*WHAT IS BEING ASKED*: Repeat each entry exactly.

Start of DATA FOR THE TASK

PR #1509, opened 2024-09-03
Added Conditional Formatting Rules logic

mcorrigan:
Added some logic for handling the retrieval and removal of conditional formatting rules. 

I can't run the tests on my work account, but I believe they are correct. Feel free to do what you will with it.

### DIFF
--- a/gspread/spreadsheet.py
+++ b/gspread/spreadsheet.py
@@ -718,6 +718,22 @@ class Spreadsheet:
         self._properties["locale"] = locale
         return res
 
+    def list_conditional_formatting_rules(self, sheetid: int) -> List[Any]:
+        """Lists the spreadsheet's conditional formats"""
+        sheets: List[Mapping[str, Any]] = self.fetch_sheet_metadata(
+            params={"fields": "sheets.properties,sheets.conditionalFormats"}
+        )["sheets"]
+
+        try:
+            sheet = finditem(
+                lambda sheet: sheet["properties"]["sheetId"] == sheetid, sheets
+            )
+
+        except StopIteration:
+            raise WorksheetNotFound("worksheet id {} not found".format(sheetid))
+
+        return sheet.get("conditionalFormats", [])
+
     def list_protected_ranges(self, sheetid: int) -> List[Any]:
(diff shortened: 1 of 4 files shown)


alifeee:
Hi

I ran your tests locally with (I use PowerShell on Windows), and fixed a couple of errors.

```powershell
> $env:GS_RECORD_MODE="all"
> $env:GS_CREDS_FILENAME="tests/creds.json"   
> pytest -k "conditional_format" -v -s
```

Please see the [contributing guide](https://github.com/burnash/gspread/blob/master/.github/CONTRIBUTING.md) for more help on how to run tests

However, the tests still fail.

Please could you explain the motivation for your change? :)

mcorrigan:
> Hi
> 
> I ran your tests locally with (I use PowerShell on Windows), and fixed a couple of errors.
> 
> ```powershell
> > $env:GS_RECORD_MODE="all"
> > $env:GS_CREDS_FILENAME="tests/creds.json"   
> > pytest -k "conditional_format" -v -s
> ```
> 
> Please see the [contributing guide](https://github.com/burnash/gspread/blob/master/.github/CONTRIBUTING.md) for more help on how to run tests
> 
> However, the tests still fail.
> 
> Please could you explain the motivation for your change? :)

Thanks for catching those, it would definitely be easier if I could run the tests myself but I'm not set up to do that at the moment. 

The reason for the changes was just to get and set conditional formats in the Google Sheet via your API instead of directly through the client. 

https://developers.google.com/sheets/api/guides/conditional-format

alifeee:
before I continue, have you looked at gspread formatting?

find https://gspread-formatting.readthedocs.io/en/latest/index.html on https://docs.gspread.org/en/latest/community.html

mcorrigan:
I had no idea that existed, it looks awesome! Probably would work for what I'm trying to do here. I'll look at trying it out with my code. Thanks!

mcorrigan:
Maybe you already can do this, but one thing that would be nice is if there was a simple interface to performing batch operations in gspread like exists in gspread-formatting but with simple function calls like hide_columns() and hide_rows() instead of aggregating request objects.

End of DATA FOR THE TASK

*SOLUTION FOR THIS TASK*:
PR #1509, opened 2024-09-03
Added Conditional Formatting Rules logic

mcorrigan:
Added some logic for handling the retrieval and removal of conditional formatting rules. 

I can't run the tests on my work account, but I believe they are correct. Feel free to do what you will with it.

### DIFF
--- a/gspread/spreadsheet.py
+++ b/gspread/spreadsheet.py
@@ -718,6 +718,22 @@ class Spreadsheet:
         self._properties["locale"] = locale
         return res
 
+    def list_conditional_formatting_rules(self, sheetid: int) -> List[Any]:
+        """Lists the spreadsheet's conditional formats"""
+        sheets: List[Mapping[str, Any]] = self.fetch_sheet_metadata(
+            params={"fields": "sheets.properties,sheets.conditionalFormats"}
+        )["sheets"]
+
+        try:
+            sheet = finditem(
+                lambda sheet: sheet["properties"]["sheetId"] == sheetid, sheets
+            )
+
+        except StopIteration:
+            raise WorksheetNotFound("worksheet id {} not found".format(sheetid))
+
+        return sheet.get("conditionalFormats", [])
+
     def list_protected_ranges(self, sheetid: int) -> List[Any]:
(diff shortened: 1 of 4 files shown)


alifeee:
Hi

I ran your tests locally with (I use PowerShell on Windows), and fixed a couple of errors.

```powershell
> $env:GS_RECORD_MODE="all"
> $env:GS_CREDS_FILENAME="tests/creds.json"   
> pytest -k "conditional_format" -v -s
```

Please see the [contributing guide](https://github.com/burnash/gspread/blob/master/.github/CONTRIBUTING.md) for more help on how to run tests

However, the tests still fail.

Please could you explain the motivation for your change? :)

mcorrigan:
> Hi
> 
> I ran your tests locally with (I use PowerShell on Windows), and fixed a couple of errors.
> 
> ```powershell
> > $env:GS_RECORD_MODE="all"
> > $env:GS_CREDS_FILENAME="tests/creds.json"   
> > pytest -k "conditional_format" -v -s
> ```
> 
> Please see the [contributing guide](https://github.com/burnash/gspread/blob/master/.github/CONTRIBUTING.md) for more help on how to run tests
> 
> However, the tests still fail.
> 
> Please could you explain the motivation for your change? :)

Thanks for catching those, it would definitely be easier if I could run the tests myself but I'm not set up to do that at the moment. 

The reason for the changes was just to get and set conditional formats in the Google Sheet via your API instead of directly through the client. 

https://developers.google.com/sheets/api/guides/conditional-format

alifeee:
before I continue, have you looked at gspread formatting?

find https://gspread-formatting.readthedocs.io/en/latest/index.html on https://docs.gspread.org/en/latest/community.html

mcorrigan:
I had no idea that existed, it looks awesome! Probably would work for what I'm trying to do here. I'll look at trying it out with my code. Thanks!

mcorrigan:
Maybe you already can do this, but one thing that would be nice is if there was a simple interface to performing batch operations in gspread like exists in gspread-formatting but with simple function calls like hide_columns() and hide_rows() instead of aggregating request objects.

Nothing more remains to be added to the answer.